_WORK REQUEST_
Reproduce the listing below exactly, from its first line down to and including the line with "to erroneous entries.".

_RECORDS FOR THE EXERCISE_

***

PR #8399, opened 2023-02-21
Remove mri violation module tabs

cmadjar:
## Brief summary of changes

This simplifies the MRI violation module to only one table instead of having two tabs. It also allows users to edit the MRI violation resolution instead of having to ask a developer every time a resolution needs to be changed.

Screen Shot 2023-03-07 at 2 14 58 PM


cmadjar:
@nicolasbrossard could you please review/test this? Thank you!!

SantiagoTG:
**With regards to the setting the 'Resolution status':**

Currently there is no 'Save' button, which means that any selection done is the final selection done for a given image file once the page is closed or refreshed. This is not ideal for two reasons:

1.  It may not be cleat to the user what to do to set the 'Resolution status', leaving the user to figure it out which can lead to naively changing a resolution status thinking nothing will be changed and closing or refreshing the page, leading to erroneous entries.
2. If the user is scrolling around and inadvertently clicks on a dropdown and changes the setting, the moment you close the page or refresh it, you have no way of reverting the change. This is in opposition to being able to click 'Save', where you confirm or commit to any changes made, giving the user time to review and confirm these (it denotes intention to modify the entries). Thus, having the 'Save' button would be more intuitive and safe.

driusan:
Discussed on the LORIS meeting. Will create another issue about the feedback since this is the current behaviour.

PR #8408, opened 2023-02-23
[Core] Check for PSCID uniqueness when generation is user

xlecours:


driusan:
1. Should this go into a bug fix release? It looks like the check was there until #4241 when it looks like it was intentionally removed https://github.com/aces/Loris/pull/4241/files#diff-b1fa8904ac8ed924c216dfbbf3167d0c39cf50edb92a8d3f583256b56dfb8e01L255-L262 .. if it was intentional, we should find out why. If it wasn't, it should be a bug fix.
2. If it's going to main, should we include an ALTER TABLE patch to add a uniqueness constraint too?

xlecours:
PR #4241 seems to have the PSCID uniqueness check to the PSCID Generator and forgot it was also needed/done for user generated PSCIDs. I agree that it could be sent to the bug fix branch to seal the leak asap.
Yes for the alter table in main. But I am not sure if all the projects will be able to apply it.

xlecours:
This will be resent to 24.1

PR #8409, opened 2023-02-24
[EEG] EEG uploader module

laemtl:


laemtl:
@jeffersoncasimir, ready for testing

jeffersoncasimir (approved):
I successfully uploaded a recording to a candidate. Works as intended.

Review notes:
- `The uploaded file exceeds the upload_max_filesize directive in php.ini` was properly reported on the front-end but an error that came before, which was due to the `post_max_size` being too low, reported as a generic failure on the front-end but was adequately reported in the server log.

- After uploading successfully, the only way to upload again or to have an updated view of the browser is by refreshing the page.

- Did you mean to hard-code the notification e-mails [here](https://github.com/aces/Loris/pull/8409/files#diff-92c1d9737cca3e066e5b7c502f660305e440be1a9d7da9c8aeec9b5cc7bf528fR212-R218)?

jeffersoncasimir (changes requested):
Tested the new changes and the only issue remaining is that the new e-mail template was not pushed to the PR.

This actually does not trigger an error on the front-end (no success/fail modal, hangs forever after 100%, unobvious 500 response) nor the server log (nothing unusual reported). The file does still get uploaded.

I have also tested it with success by replacing the e-mail template reference with an existing one.

laemtl:
Oups, thought I did. Solved :)

modules/electrophysiology_uploader/php/upload.class.inc
```diff
@@ -0,0 +1,249 @@
...
+        $uploadedFile = $request->getUploadedFiles()['eegFile'] ?? null;
+        $values       = $request->getParsedBody();
+        $pscid        = $values['pscid'] ?? null;
+        $candID       = $values['candID'] ?? null;
+        $visitLabel   = $values['visit'] ?? null;
+
+        if (empty($request->getUploadedFiles()) && empty($values)) {
+            $upload_max_size = \Utility::getMaxUploadSize();
+            return new \LORIS\Http\Response\JSON\InternalServerError(
+                "The uploaded file size ($upload_max_size) exceeds " .
```
driusan, line 128: This error message is wrong. The variable contains the max upload size, not the size of the uploaded file.

modules/electrophysiology_uploader/php/upload.class.inc
```diff
@@ -0,0 +1,249 @@
...
+        $targetdir = new \SplFileInfo($config->getSetting('EEGUploadIncomingPath'));
+        try {
+            $uploader = (new \LORIS\FilesUploadHandler($targetdir));
+        } catch (\Exception $e) {
+            return new \LORIS\Http\Response\JSON\InternalServerError(
+                $e->getMessage()
+            );
+        }
+
+        // Check for existing files
```
driusan, line 179: Why is it checking for existing files? What is it checking for? What is it doing if it finds them? I'm confused about this part of the code because the FilesUploadHandler already checks if files exist (and either returns an error or overwrites depending on the withOverwrite setting in it.)

driusan (changes requested):
In addition to the couple comments, this seems to be a new module, in which case it's missing the standardized README that every module in LORIS is supposed to have.

modules/electrophysiology_uploader/jsx/UploadViewer.js
```diff
@@ -0,0 +1,94 @@
...
+      show: true,
+    },
+    {
+      label: 'Uploaded By',
+      show: true,
+    },
+  ];
+
+  return (
+    <>
```
driusan, line 80: There's no reason for this fragment to be here.

driusan (changes requested):
This is still missing a standardized README for the module.

modules/electrophysiology_uploader/README.md
```diff
@@ -0,0 +1,51 @@
...
+instructons for [Handling Large File Uploads](../../docs/wiki/00_SERVER_INSTALL_AND_CONFIGURATION/02_Website_Configuration/Handling_Large_File_Uploads.md).
+
+#### <a name="database_config_link"></a> Database Configurations
+
+EEGUploadIncomingPath - This setting determines where on the filesystem the 
+        uploader is to place the uploaded recordings.
+        **Note**: Uploaded recordings are erased from the 
+        `EEGUploadIncomingPath` following a successful archival and insertion 
+        through the LORIS-MRI pipeline. 
+
```
driusan, line 51: Are there any interactions with other modules / LORIS that need to be defined? EEG Browser presumably?

PR #336, opened 2024-09-09
Init job creates from InstanceSpec image if specified

### LINKED ISSUE #157: Jobs images must be in sync with component they updating
Not sure if it is a problem for all the components, but it is bug for master exit read only job, because if you run master on 23.1 ytsaurus image and master read only job on 23.2 ytsaurus image job hangs because there is no such command in 23.1.

Maybe all nil instance spec images must be set to core in default webhook and we can use instanceSpec.Image in job and server.

wilwell:
Before this change if resource(master/chyt/scheduler etc.) is updated the init job still uses outdated image from `Spec.CoreImage`. 

This change corrects this behavior, and if the more relevant image exists it gonna be used instead (relevant image for each resource)

Closes  #157

### DIFF
--- a/pkg/components/helpers.go
+++ b/pkg/components/helpers.go
@@ -227,3 +227,10 @@ func AddInitContainersToPodSpec(initContainers []string, podSpec *corev1.PodSpec
 	podSpec.InitContainers = append(containers, podSpec.InitContainers...)
 	return nil
 }
+
+func SelectTrueImage(coreImage string, instanceImage *string) string {
+	if instanceImage != nil {
+		return *instanceImage
+	}
+	return coreImage
+}
--- a/pkg/components/helpers.go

***

_RESULT FOR THIS TASK_
PR #8399, opened 2023-02-21
Remove mri violation module tabs

cmadjar:
## Brief summary of changes

This simplifies the MRI violation module to only one table instead of having two tabs. It also allows users to edit the MRI violation resolution instead of having to ask a developer every time a resolution needs to be changed.

Screen Shot 2023-03-07 at 2 14 58 PM


cmadjar:
@nicolasbrossard could you please review/test this? Thank you!!

SantiagoTG:
**With regards to the setting the 'Resolution status':**

Currently there is no 'Save' button, which means that any selection done is the final selection done for a given image file once the page is closed or refreshed. This is not ideal for two reasons:

1.  It may not be cleat to the user what to do to set the 'Resolution status', leaving the user to figure it out which can lead to naively changing a resolution status thinking nothing will be changed and closing or refreshing the page, leading to erroneous entries.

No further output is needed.